● What is expected
All records after this line are to be returned verbatim.

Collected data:
%%

PR #521, opened 2022-03-26
feat(roadmap): update finished milestones

lucasfernog:


FabianLars (dismissed):

src/pages/index.js
```diff
@@ -319,17 +319,17 @@ const Roadmap = ({ siteConfig }) => {
         message: '3rd party security audit of core libraries.',
       }),
       icon: 'ti-magnet',
-      color: COLORS.blue,
+      color: COLORS.green,
       targetQuarter: 'Q1 2022',
     },
     {
-      label: 'Iframe with native API',
+      label: 'Isolation pattern',
```
JonasKruckenberg, line 326: Can we rebrand this to "Context Isolation"? 
I know this is a bigger change now, but this is really not a pattern that you adhere to during development, but a feature that can be enabled or disabled.

"Context Isolation" is also much easier to explain to people and users that come from electron will have an easier time adjusting since we name similar concepts the same.

chippers: The pattern idea is from the old recipes, where patterns are things you enable that affect your development environment (in isolation case, an extra application).  There's plans to add more patterns

nothingismagick (approved):

PR #522, opened 2022-03-27
chore: replace from init_env.sh to setup.sh in contributor-guide

keiya01:
init_env.sh was replaced in https://github.com/tauri-apps/tauri/pull/1189 .


FabianLars (approved):
The whole paragraph is wrong and we need to rewrite the whole page anyway😅 

I'm still going to merge this tho, so it's at least somewhat correct. Thanks for your contribution.

PR #538, opened 2022-04-01
Note that Node is optional for Tauri

thadguidry:


lucasfernog:
Thanks for the suggestion, I'm opening #557 to handle other cases of it.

%%

● Written solution
PR #521, opened 2022-03-26
feat(roadmap): update finished milestones

lucasfernog:


FabianLars (dismissed):

src/pages/index.js
```diff
@@ -319,17 +319,17 @@ const Roadmap = ({ siteConfig }) => {
         message: '3rd party security audit of core libraries.',
       }),
       icon: 'ti-magnet',
-      color: COLORS.blue,
+      color: COLORS.green,
       targetQuarter: 'Q1 2022',
     },
     {
-      label: 'Iframe with native API',
+      label: 'Isolation pattern',
```
JonasKruckenberg, line 326: Can we rebrand this to "Context Isolation"? 
I know this is a bigger change now, but this is really not a pattern that you adhere to during development, but a feature that can be enabled or disabled.

"Context Isolation" is also much easier to explain to people and users that come from electron will have an easier time adjusting since we name similar concepts the same.

chippers: The pattern idea is from the old recipes, where patterns are things you enable that affect your development environment (in isolation case, an extra application).  There's plans to add more patterns

nothingismagick (approved):

PR #522, opened 2022-03-27
chore: replace from init_env.sh to setup.sh in contributor-guide

keiya01:
init_env.sh was replaced in https://github.com/tauri-apps/tauri/pull/1189 .


FabianLars (approved):
The whole paragraph is wrong and we need to rewrite the whole page anyway😅 

I'm still going to merge this tho, so it's at least somewhat correct. Thanks for your contribution.

PR #538, opened 2022-04-01
Note that Node is optional for Tauri

thadguidry:


lucasfernog:
Thanks for the suggestion, I'm opening #557 to handle other cases of it.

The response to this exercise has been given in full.